東京・青山「匠 進吾(たくみ・しんご)」の主人、高橋進吾さん(41)は16歳で四ッ谷の名店「すし匠」の中澤圭二親方(現在はハワイの「すし匠ワイキキ」親方)のもとで10年以上にわたって学び、その後、全国の様々な場所で修行、18年を経て独立した。仕込みの力で鮨を握る「匠 進吾」の一日を追った。
豊洲市場のマグロ専門仲卸の大手「やま幸」の山口幸隆社長から説明を受けながらブロックで買う。この日は千葉県勝浦産の天然生本マグロ。全国の漁港と提携し、独自の仕入れルートを持つ「旭水産」で勧められた子持ちヤリイカの感触を確かめつつ入手した。
市場から店へ戻ると「やま幸」で仕入れた本マグロのブロックを赤身、中トロ、大トロと分けながら柵どりしていく。87キロの小ぶりのマグロだが、「この時期はこれぐらいのが旨い」(高橋さん。以下同)。
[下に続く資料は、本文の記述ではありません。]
PR #128, opened 2023-09-24
Allow automatic initializer list type deduction

### LINKED ISSUE #124: Type deduction for partially specialized functions is overly pessimistic
```
typedef A : {}
typedef B : {}

function make<A> : (val : A) -> int = { return {};}

function [@Len] make<B> : (buffer : u8[@Len]&) -> B = {
    return {};
}

function main : () -> int = {
    let a : A = make<A>({});
    return 0;
}

```

Gives the error `Error: cannot deduce generic type '@Len' in function 'make<B, @Len> : (u8[@Len]&) -> B', manual specialization is required` even though the first specialization argument should eliminate `make<B>` as a possibility.

DaveDuck321:
Initializer lists have no `underlying_type` despite being a `TypedExpression`.  This made the whole interface kind of confusing to use. Now `TypedExpression` no longer requires an underlying type, instead, it has a `result_type` (which is the type an expression would collapse to if no implicit conversion was executed).

This fixes #124 and a few other confusing template/ initializer list interactions.

These fixes allow us to *finally* match the type behavior described in the docs (namely initializer lists creating new "compatible" structs).

These fixes also exposed the awkward behavior where implicit conversion is disabled when using specialized templates so I had to fix this for the parser to compile.

```
function [T] fn : (a : T, b : T) -> ...
fn<isize>(8, 8); // 8 is now implicitly converted to isize due to the explicit specialization
fn(8, isize(8)) // The function fails to specialize since this would require an implicit conversion.
```

As a bonus, this makes something like `&any` very easy to implement... It would just be a `TypedExpression` that collapses into the best reference type available but can also be implicitly converted to any reference type.

### DIFF
--- a/docs/types_overview.md
+++ b/docs/types_overview.md
@@ -5,8 +5,8 @@
 The syntax for aliasing types is:
 
 ```c
-typedef Name1 : TypeThatWeWantToAlias;
-typedef Name2 : TypeThatWeWantToAlias;
+typedef Name1 : TypeThatWeWantToAlias
+typedef Name2 : TypeThatWeWantToAlias
 ```
 `Name1`, `Name2`, and `TypeThatWeWantToAlias` are equivalent and can be used
 interchangeably in any context.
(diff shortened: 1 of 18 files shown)


antroseco:
Guh, sorry I missed this. Looks really good though

PR #129, opened 2023-10-07
Add floating point numbers

DaveDuck321:


src/glang/codegen/builtin_callables.py
```diff
@@ -99,13 +101,17 @@ def __init__(
...
         assert len(specialization) == 0
         lhs_definition = lhs.underlying_type.definition
         rhs_definition = rhs.underlying_type.definition
-        assert isinstance(lhs_definition, (IntegerDefinition, BoolDefinition))
-        assert isinstance(rhs_definition, (IntegerDefinition, BoolDefinition))
+        assert isinstance(
+            lhs_definition, (IntegerDefinition, BoolDefinition, IEEEFloatDefinition)
+        )
+        assert isinstance(
+            rhs_definition, (IntegerDefinition, BoolDefinition, IEEEFloatDefinition)
```
antroseco, line 122: The tuple is kinda verbose, should we make it a type alias?

src/glang/codegen/builtin_callables.py
```diff
@@ -138,6 +146,8 @@ def generate_ir(self, reg_gen: Iterator[int]) -> list[str]:
             assert isinstance(self._arg_type.definition, BoolDefinition)
             ir = self.UNSIGNED_IR
 
+        assert ir is not None
```
antroseco, line 158: Would it be cleaner if we defined these
```py
    FLOATING_POINT_IR = None
    SIGNED_IR = None
    UNSIGNED_IR = None
    USER_FACING_NAME = None
```
as abstract properties, so that we don't have to check if it's `None` or not

src/glang/codegen/builtin_callables.py
```diff
@@ -225,25 +240,28 @@ class BitwiseXorExpression(ArithmeticExpression):
...
 
-class CompareExpression(BasicIntegerExpression):
+class CompareExpression(BasicNumericExpression):
     @staticmethod
     def get_result_type(arguments: list[TypedExpression]) -> Type:
         return BoolType()
 
 
 class IsEqualExpression(CompareExpression):
+    FLOATING_POINT_IR = "fcmp oeq"  # Ordered and equal (can we relax this?)
```
antroseco, line 259: Do the ordered and unordered versions produce different assembly? Unordered is presumably faster, although ordered might produce slightly saner code?

Not even sure how a QNAN would come about though

src/glang/codegen/builtin_types.py
```diff
@@ -329,6 +329,28 @@ def __init__(self) -> None:
         super().__init__("iptr", get_ptr_type_info().size.in_bits, True)
 
 
+class IEEEFloatDefinition(PrimitiveDefinition):
+    # NOTE: we use IEEE rather than the target specific SIMD types
```
antroseco, line 333: Does the front end need to be target aware then when compiling floating point code?

src/glang/codegen/type_conversions.py
```diff
@@ -192,7 +201,16 @@ def last_type() -> Type:
         and last_def.bits < dest_def.bits
     ):
         promotion_cost += dest_def.bits // last_def.bits
-        expr_list.append(PromoteInteger(last_expr(), dest_type))
+        expr_list.append(PromoteNumeric(last_expr(), dest_type))
```
antroseco, line 204: Should we use `.size` here too for consistency?

src/glang/parser/parser.c3
```diff
@@ -267,6 +282,38 @@ function get_next_decimal_token : (cursor : Cursor mut&) -> ProgramSlice = {
         if ascii_is_digit(next_char) {
             cursor.position += 1;
             token.end_offset += 1;
+
+            if cursor:get_char() == char(".") {
```
antroseco, line 286: This looks a bit weird. Is their a reason you've nested these inside `if ascii_is_digit(next_char)`? I suppose we don't have `else if` yet and you don't need to check if we've seen a digit already. 

What happens if `cursor:is_end_of_token() == true` and we call `cursor:get_char()` anyway?

src/glang/parser/parser.c3
```diff
@@ -959,10 +1000,11 @@ function parse_maybe_unary_or_borrow_expression : (cursor : Cursor mut&) -> Expr
 
     if cursor:try_skip_next("&") {
         let is_mut : bool = cursor:try_skip_next_and_surrounding_white_space("mut");
+        let is_any : bool = !is_mut and cursor:try_skip_next_and_surrounding_white_space("any");
         let rhs : Expression = cursor:parse_maybe_unary_or_borrow_expression();
 
         let borrow : Borrow mut& = &mut cursor.allocator:allocate<Borrow>();
-        borrow = {is_mut, rhs, meta(start_offset, borrow.meta.end_offset)};
+        borrow = {is_mut, is_any, rhs, meta(start_offset, borrow.meta.end_offset)};
         return {11, ref_to_addr(&borrow), borrow.meta};
```
antroseco, line 1008: Sneaky!

src/glang/codegen/floats.py
```diff
@@ -0,0 +1,124 @@
...
+    # We support both exponential and decimal notation
+    # First simplify the algorithm by inserting the implicit exponent
+    if "e" not in float_str:
+        float_str += "e0"
+
+    # Now trim the sign (if any)
+    # IEEE floats have symmetric precision so both cases are identical
+    is_negative = float_str[0] == "-"
+    if float_str[0] == "-" or float_str[0] == "+":
+        float_str = float_str[1:]
```
antroseco, line 39: `float_str = float_str.lstrip("+-")`

src/glang/codegen/floats.py
```diff
@@ -0,0 +1,124 @@
...
+    if "." in mantissa_str_10:
+        decimal_point_index = mantissa_str_10.index(".")
+
+        mantissa_str_10 = mantissa_str_10.replace(".", "")
+        exponent_10 += decimal_point_index - len(mantissa_str_10)
+
+    mantissa_10 = int(mantissa_str_10)
+
+    if mantissa_10 == 0:
+        # Note: I'm discarding '-0.0' here... I'm not sure if its worth propagating
```
antroseco, line 56: Do we parse the leading `-` in integer literals?

src/glang/codegen/floats.py
```diff
@@ -0,0 +1,124 @@
...
+        # max(...) is due to LLVM weirdness
+        return "0x" + "00" * (8 * max(float_size_in_bits, 64))
+
+    # I should probably look at an official algorithm here...
+    # Its a fun problem tho, I'll just derive something
+    #  See if you can work out where my magic numbers came from :-D
```
antroseco, line 62: One day!

tests/floating_point/basic_use.c3
```diff
@@ -0,0 +1,19 @@
...
+    // Check that we can parse everything
+    let e : f32 = 1.0;
+    let f : f32 = 1e30;
+    let g : f32 = 1e+9;
+    let h : f32 = 0.0;
+    return 0;
+}
+
+/// @COMPILE
+/// @RUN
```
antroseco, line 19: `@GREP_IR` might be useful here if you want to test your algorithm

antroseco (commented):
Very clean! I haven't studied the float-to-hex algorithm yet though

src/glang/codegen/builtin_callables.py
DaveDuck321: Hmm, ur right. Sometimes it doesn't make sense to define them all eg. bitwise or doesn't need a floating point version... But this seems like something oop can fix

src/glang/codegen/builtin_types.py
DaveDuck321: Hmm, probably yes... Good point.... I think I need to add something to our `targets/*.yml`

src/glang/parser/parser.c3
DaveDuck321: Ahhh. Thats a secret. Damn my leaky diff.

DaveDuck321: Probably whats breaking the tests too :upside_down_face:

src/glang/codegen/floats.py
DaveDuck321: Sometimes? We do in generics but not in expressions. Floats should behave in exactly the same way but since they're not allowed in generics ur right, `-0.0` won't actually be parsable even if I implemented it.

src/glang/codegen/builtin_callables.py
antroseco: Maybe OOP would be nicer, although I'd rather avoid it if possible

src/glang/codegen/builtin_types.py
antroseco: That would do, although we could just hold off until we actually need to introduce a distinct implementation (a quick search indicates the IEEE representation is very widely used)

src/glang/codegen/floats.py
antroseco: Guhh, that's not very nice. Compile-time expressions would make this more consistent :)

src/glang/codegen/builtin_callables.py
DaveDuck321: I've looked at some x86 assembly and you're right, the unordered versions produce faster code. I've spent some time thinking, and I think it is fine to stop requiring the order: we're already ignoring integer overflows so why not also ignore NaNs.

src/glang/parser/parser.c3
DaveDuck321: Yeah, I'm not really a fan of this tbh. We'd need better control flow to improve this ergonomically tho (`if` `else` at a minimum and ideally `break`/`continue`).

> What happens if cursor:is_end_of_token() == true and we call cursor:get_char() anyway?

This is fine, get_char() will just return whatever character caused the token to end (which here I'm fairly should be the "."). If `cursor:is_end_of_token() == true` and the next character is not the dot, we skip both branches and the loop ends normally.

身質に応じて1~2週間熟成させることもある。
開店前は5人の弟子たちとともに仕込みに追われる。小鰭には20分塩をあてたのち酢をくぐらす。酢飯はササニシキとひとめぼれの古米のブレンド。赤酢と白酢の2種を用意し、ネタに応じて使い分ける。
上から兵庫県明石の真鯛、千葉県勝浦のマグロの赤身、鹿児島出水の鰺。「それぞれ季節によって産地は変えていきます」
酢で締めた鯖の間に刻んだネギ、ガリ、ゴマをあしらったつまみ。「鯖鮨の上の部分だけを食べているイメージですね」。